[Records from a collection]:

---+---

PR #4236, opened 2022-09-17
Treat deadlock/hangs in iterable actions as failed execution

nilsdeppe:
## Proposed changes

Only commit `Check that all components have terminated before exiting` is new.

Does a reduction over each component to check that `terminate` is set to `true` (the component has explicitly acknowledged it is done). All components are checked and it is reported which ones did not terminate cleanly. Currently a component is marked as `terminate==true` if there are no iterable actions in the algorithm. Since all simple, threaded, and reduction actions are guaranteed to have completed before we enter the `Exit` phase, this really can only check against deadlocks of iterable actions. However, this covers most use-cases.

Update:
I've added a commit that allows running simple actions to analyze why a deadlock occurs.

### Code review checklist

  Then open `index.html`.
  `new feature` if appropriate.

### DIFF
--- a/src/Parallel/Main.hpp
+++ b/src/Parallel/Main.hpp
@@ -46,10 +46,16 @@
 #include "Utilities/TMPL.hpp"
 #include "Utilities/TaggedTuple.hpp"
 #include "Utilities/TypeTraits/CreateGetTypeAliasOrDefault.hpp"
+#include "Utilities/TypeTraits/CreateIsCallable.hpp"
 
 #include "Parallel/Main.decl.h"
 
 namespace Parallel {
+namespace detail {
+CREATE_IS_CALLABLE(run_deadlock_analysis_simple_actions)
+CREATE_IS_CALLABLE_V(run_deadlock_analysis_simple_actions)
+}  // namespace detail
+
 /// \ingroup ParallelGroup
 /// The main function of a Charm++ executable.
 /// See [the Parallelization documentation](group__ParallelGroup.html#details)
@@ -127,6 +133,10 @@ class Main : public CBase_Main<Metavariables> {
   /// This allows detecting deadlocks in iterable actions, but not simple or
   /// reduction action.
   void did_all_elements_terminate(bool all_elements_terminated);
+
+  /// Prints exit info and stops the executable with failure if a deadlock was
+  /// detected.
+  void post_deadlock_analysis_termination();
 
  private:
   // Return the dir name for the next Charm++ checkpoint as well as the pieces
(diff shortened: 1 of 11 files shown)


nilsdeppe:
Rebased on develop, no longer dependent

src/Parallel/Main.hpp
```diff
@@ -713,8 +722,8 @@ void Main<Metavariables>::execute_next_phase() {
   }
 
   if (Parallel::Phase::Exit == current_phase_) {
-    Informer::print_exit_info();
-    sys::exit();
+    did_all_elements_terminate(true);
```
knelli2: At first, I was a bit confused about why you were calling a reduction target of Main *on* Main. But then I realized that it won't actually do anything in `did_all_elements_terminate` except call the `contribute_termination_status_to_main()` entry on the chare corresponding to `current_termination_check_index_` (which should be 0 at this point).

How do you feel about adding a private member function to Main called `check_if_next_component_terminated_properly` that does
```cpp
auto* global_cache = Parallel::local_branch(global_cache_proxy_);
  ASSERT(global_cache != nullptr, "Could not retrieve the local global cache.");

  tmpl::for_each<component_list>([global_cache, this](auto component_tag_v) {
    using component_tag = tmpl::type_from<decltype(component_tag_v)>;
    if (tmpl::index_of<component_list, component_tag>::value ==
        current_termination_check_index_) {
      Parallel::get_parallel_component<component_tag>(*global_cache)
          .contribute_termination_status_to_main();
    }
  });
```

And calling that here and at the end of `did_all_elements_terminate` so you don't overuse a reduction target? You could even add an ASSERT/ERROR here that checks that `current_termination_check_index_ == 0`

src/Parallel/Main.hpp
```diff
@@ -799,6 +808,60 @@ void Main<Metavariables>::add_exception_message(std::string exception_message) {
       });
 }
 
+template <typename Metavariables>
+void Main<Metavariables>::did_all_elements_terminate(
+    const bool all_elements_terminated) {
+  if (not all_elements_terminated) {
+    if (UNLIKELY(current_termination_check_index_ == 0)) {
```
knelli2: If you make the above change about `check_if_next_component_terminated_properly`, you can get rid of this check here.

src/Parallel/Main.hpp
```diff
@@ -119,6 +120,8 @@ class Main : public CBase_Main<Metavariables> {
   /// quiescence occurs soon after the exception is reported.
   void add_exception_message(std::string exception_message);
 
+  void did_all_elements_terminate(bool all_elements_terminated);
```
knelli2: Docs

knelli2 (commented):
Implementation is ok. These comments are more organizational to make things a bit easier to understand conceptually and facilitate code readability as I was initially confused. They are optional if you want to leave it as is.

knelli2 (approved):
Looks good!

wthrowe (approved):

---+---

[WHAT YOU WILL DO]: An exact copy of every line above is needed.

[RESPONSE FOR THIS EXERCISE]:
PR #4236, opened 2022-09-17
Treat deadlock/hangs in iterable actions as failed execution

nilsdeppe:
## Proposed changes

Only commit `Check that all components have terminated before exiting` is new.

Does a reduction over each component to check that `terminate` is set to `true` (the component has explicitly acknowledged it is done). All components are checked and it is reported which ones did not terminate cleanly. Currently a component is marked as `terminate==true` if there are no iterable actions in the algorithm. Since all simple, threaded, and reduction actions are guaranteed to have completed before we enter the `Exit` phase, this really can only check against deadlocks of iterable actions. However, this covers most use-cases.

Update:
I've added a commit that allows running simple actions to analyze why a deadlock occurs.

### Code review checklist

  Then open `index.html`.
  `new feature` if appropriate.

### DIFF
--- a/src/Parallel/Main.hpp
+++ b/src/Parallel/Main.hpp
@@ -46,10 +46,16 @@
 #include "Utilities/TMPL.hpp"
 #include "Utilities/TaggedTuple.hpp"
 #include "Utilities/TypeTraits/CreateGetTypeAliasOrDefault.hpp"
+#include "Utilities/TypeTraits/CreateIsCallable.hpp"
 
 #include "Parallel/Main.decl.h"
 
 namespace Parallel {
+namespace detail {
+CREATE_IS_CALLABLE(run_deadlock_analysis_simple_actions)
+CREATE_IS_CALLABLE_V(run_deadlock_analysis_simple_actions)
+}  // namespace detail
+
 /// \ingroup ParallelGroup
 /// The main function of a Charm++ executable.
 /// See [the Parallelization documentation](group__ParallelGroup.html#details)
@@ -127,6 +133,10 @@ class Main : public CBase_Main<Metavariables> {
   /// This allows detecting deadlocks in iterable actions, but not simple or
   /// reduction action.
   void did_all_elements_terminate(bool all_elements_terminated);
+
+  /// Prints exit info and stops the executable with failure if a deadlock was
+  /// detected.
+  void post_deadlock_analysis_termination();
 
  private:
   // Return the dir name for the next Charm++ checkpoint as well as the pieces
(diff shortened: 1 of 11 files shown)


nilsdeppe:
Rebased on develop, no longer dependent

src/Parallel/Main.hpp
```diff
@@ -713,8 +722,8 @@ void Main<Metavariables>::execute_next_phase() {
   }
 
   if (Parallel::Phase::Exit == current_phase_) {
-    Informer::print_exit_info();
-    sys::exit();
+    did_all_elements_terminate(true);
```
knelli2: At first, I was a bit confused about why you were calling a reduction target of Main *on* Main. But then I realized that it won't actually do anything in `did_all_elements_terminate` except call the `contribute_termination_status_to_main()` entry on the chare corresponding to `current_termination_check_index_` (which should be 0 at this point).

How do you feel about adding a private member function to Main called `check_if_next_component_terminated_properly` that does
```cpp
auto* global_cache = Parallel::local_branch(global_cache_proxy_);
  ASSERT(global_cache != nullptr, "Could not retrieve the local global cache.");

  tmpl::for_each<component_list>([global_cache, this](auto component_tag_v) {
    using component_tag = tmpl::type_from<decltype(component_tag_v)>;
    if (tmpl::index_of<component_list, component_tag>::value ==
        current_termination_check_index_) {
      Parallel::get_parallel_component<component_tag>(*global_cache)
          .contribute_termination_status_to_main();
    }
  });
```

And calling that here and at the end of `did_all_elements_terminate` so you don't overuse a reduction target? You could even add an ASSERT/ERROR here that checks that `current_termination_check_index_ == 0`

src/Parallel/Main.hpp
```diff
@@ -799,6 +808,60 @@ void Main<Metavariables>::add_exception_message(std::string exception_message) {
       });
 }
 
+template <typename Metavariables>
+void Main<Metavariables>::did_all_elements_terminate(
+    const bool all_elements_terminated) {
+  if (not all_elements_terminated) {
+    if (UNLIKELY(current_termination_check_index_ == 0)) {
```
knelli2: If you make the above change about `check_if_next_component_terminated_properly`, you can get rid of this check here.

src/Parallel/Main.hpp
```diff
@@ -119,6 +120,8 @@ class Main : public CBase_Main<Metavariables> {
   /// quiescence occurs soon after the exception is reported.
   void add_exception_message(std::string exception_message);
 
+  void did_all_elements_terminate(bool all_elements_terminated);
```
knelli2: Docs

knelli2 (commented):
Implementation is ok. These comments are more organizational to make things a bit easier to understand conceptually and facilitate code readability as I was initially confused. They are optional if you want to leave it as is.

knelli2 (approved):
Looks good!

wthrowe (approved):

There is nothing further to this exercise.